* _TRY IT_
Copy out again, unchanged, the line that contains "example that compiles." and every line after it down to the last line of the data.

* _RECORD EXCERPTS_
Issue #13, opened 2026-08-07
Repository layout: no tier rules and no home for future instrument sets


luofang34:
The workspace is a flat list of thirteen `pilotage-*` crates plus tools
(`Cargo.toml`). The tier structure — the `no_std` kernel a panel may use, the
verification machinery, the shipped panels — exists only as prose in
`crates/README.md`. Nothing in the tree says where a second panel set goes,
what it may depend on, or what it must export. #6 (no set mechanism), #7 (no
authoring contract), and #9 (consumer-named crates) are three symptoms of one
missing decision: what this repository looks like when instruments of any
kind keep arriving.

## Tiers, enforced

- **Kernel** — the `no_std` closure a panel may depend on: frames, alerts,
  sha256, state, scene, glyphs, symbology. Stays under `crates/`.
- **Verification and registry** — raster, conformance, registry, evidence.
  Stays under `crates/`. This tier consumes sets; it is never a dependency of
  one.
- **Sets** — panel providers, one crate per set, each exporting one
  `PanelSet` (#6), living under `sets/`. The builtin panels crate moves there
  as the first inhabitant. A set crate depends on the kernel only — never on
  raster, conformance, or the registry.
- **Tools** — unchanged under `tools/`.

The dependency law *is* the structure, so it gets the same treatment as the
consumer boundary: `scripts/check-structure.sh` (already in the gate battery)
gains the tier rules, and a set crate whose manifest reaches outside the
kernel fails CI exactly as the downstream-agnostic gate holds the consumer
boundary closed today.

## One authoring path

A set author should find, in order: `sets/` (where it lives),
`docs/instruments/panel-contract.md` (#7 — what it must honour), and a worked
example that compiles. The strongest form of #7's worked example is a real
minimal set crate in `sets/`, admitted in CI, doubling as the template — one
source of truth instead of a doc snippet and a skeleton drifting apart. (The
deliberately dishonest panel that must *fail* admission belongs in the
conformance tests, not in the template.)

`crates/README.md` reorganizes by tier, each tier stating its dependency law,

* _EXERCISE ANSWER_
example that compiles. The strongest form of #7's worked example is a real
minimal set crate in `sets/`, admitted in CI, doubling as the template — one
source of truth instead of a doc snippet and a skeleton drifting apart. (The
deliberately dishonest panel that must *fail* admission belongs in the
conformance tests, not in the template.)

`crates/README.md` reorganizes by tier, each tier stating its dependency law,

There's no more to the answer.